*Task to carry out*: Search the entries below for the word "specs" and copy each line that has it.

#####

PR #57, opened 2020-09-22
Windspeed

Brian-Jamison:
These are the specifications for windspeed plots (10m wind, max 10m wind, 80m wind, 850mb wind, 250mb wind, max updraft, and max downdraft).

Examples with their NCL counterparts follow:

wind_10m_f06
wspeed10m_f006
wind_max_f06
wspeedmax_f006
wind_80m_f06
wspeed80m_f006
wind_850_f06
wspeed850mb_f006
wind_250_f06
wspeed250mb_f006
wind_mdn_f06
wspeedmdn_f006
wind_mup_f06
wspeedmup_f006

### DIFF
--- a/adb_graphics/specs.py
+++ b/adb_graphics/specs.py
@@ -190,6 +190,26 @@ class VarSpec(abc.ABC):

#####

*Result*:
--- a/adb_graphics/specs.py
+++ b/adb_graphics/specs.py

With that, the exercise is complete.